* _Your goal_: Count up the lines of the data below that contain the string "coye", then give only the total.

* _Records to use_:
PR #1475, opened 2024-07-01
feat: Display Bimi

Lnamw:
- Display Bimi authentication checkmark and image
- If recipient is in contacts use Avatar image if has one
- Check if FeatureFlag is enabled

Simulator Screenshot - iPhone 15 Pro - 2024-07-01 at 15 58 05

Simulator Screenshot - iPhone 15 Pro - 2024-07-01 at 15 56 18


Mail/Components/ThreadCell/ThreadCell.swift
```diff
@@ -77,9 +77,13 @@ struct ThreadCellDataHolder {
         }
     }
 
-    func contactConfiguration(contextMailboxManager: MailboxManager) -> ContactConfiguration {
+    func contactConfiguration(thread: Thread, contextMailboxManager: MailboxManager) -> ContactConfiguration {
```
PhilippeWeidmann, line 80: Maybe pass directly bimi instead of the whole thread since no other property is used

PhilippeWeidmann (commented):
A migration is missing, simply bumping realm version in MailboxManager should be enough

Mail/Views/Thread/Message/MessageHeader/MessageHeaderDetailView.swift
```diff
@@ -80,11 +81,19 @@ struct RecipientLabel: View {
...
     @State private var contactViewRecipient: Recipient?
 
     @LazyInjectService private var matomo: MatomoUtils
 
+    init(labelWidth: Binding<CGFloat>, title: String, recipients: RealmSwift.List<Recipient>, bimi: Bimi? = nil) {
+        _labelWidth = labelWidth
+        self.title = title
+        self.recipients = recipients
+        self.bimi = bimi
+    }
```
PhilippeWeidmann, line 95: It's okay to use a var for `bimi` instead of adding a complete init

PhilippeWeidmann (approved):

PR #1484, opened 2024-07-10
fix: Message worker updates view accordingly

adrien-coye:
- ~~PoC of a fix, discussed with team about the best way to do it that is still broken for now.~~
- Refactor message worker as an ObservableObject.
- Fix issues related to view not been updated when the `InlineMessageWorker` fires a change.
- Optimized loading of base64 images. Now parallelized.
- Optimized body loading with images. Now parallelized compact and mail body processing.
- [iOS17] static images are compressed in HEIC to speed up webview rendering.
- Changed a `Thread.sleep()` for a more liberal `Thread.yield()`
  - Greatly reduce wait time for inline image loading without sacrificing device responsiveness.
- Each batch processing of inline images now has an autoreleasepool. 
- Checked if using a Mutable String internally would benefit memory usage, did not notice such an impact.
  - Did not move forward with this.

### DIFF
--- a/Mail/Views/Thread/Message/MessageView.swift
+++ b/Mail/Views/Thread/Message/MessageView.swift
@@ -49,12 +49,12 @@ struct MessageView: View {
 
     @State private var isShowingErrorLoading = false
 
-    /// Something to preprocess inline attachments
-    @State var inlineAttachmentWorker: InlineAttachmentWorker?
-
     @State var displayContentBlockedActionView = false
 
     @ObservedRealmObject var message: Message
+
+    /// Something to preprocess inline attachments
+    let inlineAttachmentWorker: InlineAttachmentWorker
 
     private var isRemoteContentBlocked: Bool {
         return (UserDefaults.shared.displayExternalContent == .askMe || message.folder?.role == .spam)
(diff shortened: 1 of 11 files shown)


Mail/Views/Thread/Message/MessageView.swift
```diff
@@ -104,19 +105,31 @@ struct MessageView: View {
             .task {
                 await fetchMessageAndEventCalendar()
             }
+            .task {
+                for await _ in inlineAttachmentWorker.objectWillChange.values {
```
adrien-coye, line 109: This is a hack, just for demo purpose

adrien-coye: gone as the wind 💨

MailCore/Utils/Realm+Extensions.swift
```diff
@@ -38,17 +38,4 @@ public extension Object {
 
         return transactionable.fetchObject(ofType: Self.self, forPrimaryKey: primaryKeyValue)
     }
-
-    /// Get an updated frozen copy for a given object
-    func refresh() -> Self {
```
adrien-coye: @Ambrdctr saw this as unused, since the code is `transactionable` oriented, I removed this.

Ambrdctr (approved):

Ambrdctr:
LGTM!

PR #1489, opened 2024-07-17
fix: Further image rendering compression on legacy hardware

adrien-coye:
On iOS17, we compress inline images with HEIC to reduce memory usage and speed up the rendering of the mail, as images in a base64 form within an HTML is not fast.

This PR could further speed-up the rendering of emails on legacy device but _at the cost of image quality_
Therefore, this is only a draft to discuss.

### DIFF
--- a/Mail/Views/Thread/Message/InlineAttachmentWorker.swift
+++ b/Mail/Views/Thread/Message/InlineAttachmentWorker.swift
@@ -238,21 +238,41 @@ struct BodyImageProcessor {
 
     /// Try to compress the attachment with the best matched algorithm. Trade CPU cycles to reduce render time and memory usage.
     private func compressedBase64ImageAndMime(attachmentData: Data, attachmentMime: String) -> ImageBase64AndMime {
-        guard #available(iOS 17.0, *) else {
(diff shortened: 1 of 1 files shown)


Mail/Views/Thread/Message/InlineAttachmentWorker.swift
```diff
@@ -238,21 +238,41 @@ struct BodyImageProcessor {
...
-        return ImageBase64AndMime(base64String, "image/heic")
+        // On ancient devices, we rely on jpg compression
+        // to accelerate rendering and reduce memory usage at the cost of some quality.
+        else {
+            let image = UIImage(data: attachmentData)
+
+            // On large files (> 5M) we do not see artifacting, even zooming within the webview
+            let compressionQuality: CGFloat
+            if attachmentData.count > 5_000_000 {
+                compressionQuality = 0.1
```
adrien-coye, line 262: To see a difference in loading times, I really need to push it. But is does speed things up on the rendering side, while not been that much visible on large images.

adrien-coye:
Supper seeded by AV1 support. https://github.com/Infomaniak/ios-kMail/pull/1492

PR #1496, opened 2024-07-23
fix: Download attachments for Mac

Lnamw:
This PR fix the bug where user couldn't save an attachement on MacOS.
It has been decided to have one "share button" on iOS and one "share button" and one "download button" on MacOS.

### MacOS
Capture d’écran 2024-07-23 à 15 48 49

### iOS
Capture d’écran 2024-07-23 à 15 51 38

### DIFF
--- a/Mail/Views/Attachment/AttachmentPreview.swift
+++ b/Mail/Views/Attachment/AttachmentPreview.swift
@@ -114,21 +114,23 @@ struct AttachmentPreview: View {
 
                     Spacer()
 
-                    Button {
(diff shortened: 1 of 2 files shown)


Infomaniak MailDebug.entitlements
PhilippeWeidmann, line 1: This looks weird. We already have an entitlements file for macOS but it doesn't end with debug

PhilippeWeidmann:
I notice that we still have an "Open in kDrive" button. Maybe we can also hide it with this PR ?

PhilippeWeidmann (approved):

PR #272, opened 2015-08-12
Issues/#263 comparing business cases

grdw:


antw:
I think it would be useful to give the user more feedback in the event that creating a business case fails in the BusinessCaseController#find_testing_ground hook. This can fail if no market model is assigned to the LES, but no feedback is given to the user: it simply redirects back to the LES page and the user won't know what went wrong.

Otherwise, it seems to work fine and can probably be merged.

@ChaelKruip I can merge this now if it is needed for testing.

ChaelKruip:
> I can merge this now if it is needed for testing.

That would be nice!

* _Written solution_: 7